[HOW TO COMPLETE THIS TASK] Look through the data below and count each line where the word "example" appears. Reply with the count alone.

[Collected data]
[Start of section]

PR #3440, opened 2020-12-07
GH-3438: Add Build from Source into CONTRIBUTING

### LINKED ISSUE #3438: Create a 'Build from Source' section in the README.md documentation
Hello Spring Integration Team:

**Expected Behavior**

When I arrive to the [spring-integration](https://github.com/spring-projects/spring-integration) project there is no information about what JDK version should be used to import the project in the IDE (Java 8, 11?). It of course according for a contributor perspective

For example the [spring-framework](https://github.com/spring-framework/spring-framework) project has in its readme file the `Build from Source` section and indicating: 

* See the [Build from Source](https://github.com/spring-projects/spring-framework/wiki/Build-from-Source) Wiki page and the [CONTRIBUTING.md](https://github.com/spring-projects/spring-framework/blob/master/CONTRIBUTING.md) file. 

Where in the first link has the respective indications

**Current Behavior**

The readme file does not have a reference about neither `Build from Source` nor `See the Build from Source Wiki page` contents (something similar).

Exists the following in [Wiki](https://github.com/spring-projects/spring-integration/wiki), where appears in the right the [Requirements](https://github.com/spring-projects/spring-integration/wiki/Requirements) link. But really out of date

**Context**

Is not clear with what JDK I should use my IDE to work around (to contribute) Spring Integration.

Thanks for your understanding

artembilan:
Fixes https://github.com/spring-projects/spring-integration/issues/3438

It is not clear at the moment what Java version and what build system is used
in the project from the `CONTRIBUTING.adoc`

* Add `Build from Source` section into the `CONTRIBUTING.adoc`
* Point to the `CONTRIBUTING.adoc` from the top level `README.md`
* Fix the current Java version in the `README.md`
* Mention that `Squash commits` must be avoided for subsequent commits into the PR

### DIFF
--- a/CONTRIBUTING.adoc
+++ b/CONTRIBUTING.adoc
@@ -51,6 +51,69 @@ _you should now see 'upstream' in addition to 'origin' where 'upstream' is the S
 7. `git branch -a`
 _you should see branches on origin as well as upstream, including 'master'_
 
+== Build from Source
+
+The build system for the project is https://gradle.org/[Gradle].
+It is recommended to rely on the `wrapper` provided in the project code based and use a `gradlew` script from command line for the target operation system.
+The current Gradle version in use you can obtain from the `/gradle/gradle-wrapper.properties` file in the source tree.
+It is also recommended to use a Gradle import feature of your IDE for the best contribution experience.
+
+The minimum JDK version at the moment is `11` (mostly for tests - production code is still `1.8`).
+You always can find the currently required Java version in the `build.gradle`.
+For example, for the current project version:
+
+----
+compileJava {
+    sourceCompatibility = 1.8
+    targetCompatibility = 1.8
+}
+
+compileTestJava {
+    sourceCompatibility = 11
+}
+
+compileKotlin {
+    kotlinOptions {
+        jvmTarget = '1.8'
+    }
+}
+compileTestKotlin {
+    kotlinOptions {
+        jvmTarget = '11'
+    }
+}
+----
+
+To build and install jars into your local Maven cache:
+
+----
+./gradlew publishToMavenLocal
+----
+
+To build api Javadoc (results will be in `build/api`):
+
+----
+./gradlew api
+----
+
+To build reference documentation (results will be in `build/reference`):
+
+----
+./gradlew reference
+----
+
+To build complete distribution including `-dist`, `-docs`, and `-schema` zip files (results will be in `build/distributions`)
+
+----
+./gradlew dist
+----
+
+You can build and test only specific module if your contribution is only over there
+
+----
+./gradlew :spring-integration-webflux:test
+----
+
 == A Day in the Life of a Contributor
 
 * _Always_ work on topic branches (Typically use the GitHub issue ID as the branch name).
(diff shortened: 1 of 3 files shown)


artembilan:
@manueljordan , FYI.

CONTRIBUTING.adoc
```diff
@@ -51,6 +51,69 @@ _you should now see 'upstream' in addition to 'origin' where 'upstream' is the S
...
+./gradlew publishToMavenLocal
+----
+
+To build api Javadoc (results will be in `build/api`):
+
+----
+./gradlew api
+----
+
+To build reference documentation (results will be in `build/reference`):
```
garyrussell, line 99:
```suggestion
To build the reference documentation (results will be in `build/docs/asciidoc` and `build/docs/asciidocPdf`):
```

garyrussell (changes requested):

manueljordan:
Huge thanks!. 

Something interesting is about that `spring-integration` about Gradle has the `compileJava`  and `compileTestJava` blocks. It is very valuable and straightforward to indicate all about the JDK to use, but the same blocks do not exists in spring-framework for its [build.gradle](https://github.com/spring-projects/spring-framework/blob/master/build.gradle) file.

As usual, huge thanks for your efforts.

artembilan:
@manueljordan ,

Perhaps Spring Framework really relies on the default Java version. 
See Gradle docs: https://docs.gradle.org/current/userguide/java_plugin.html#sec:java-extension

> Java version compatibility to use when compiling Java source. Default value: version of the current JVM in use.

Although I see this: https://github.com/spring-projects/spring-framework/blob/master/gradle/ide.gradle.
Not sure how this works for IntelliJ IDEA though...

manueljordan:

[End of section]

[YOUR RESPONSE] 2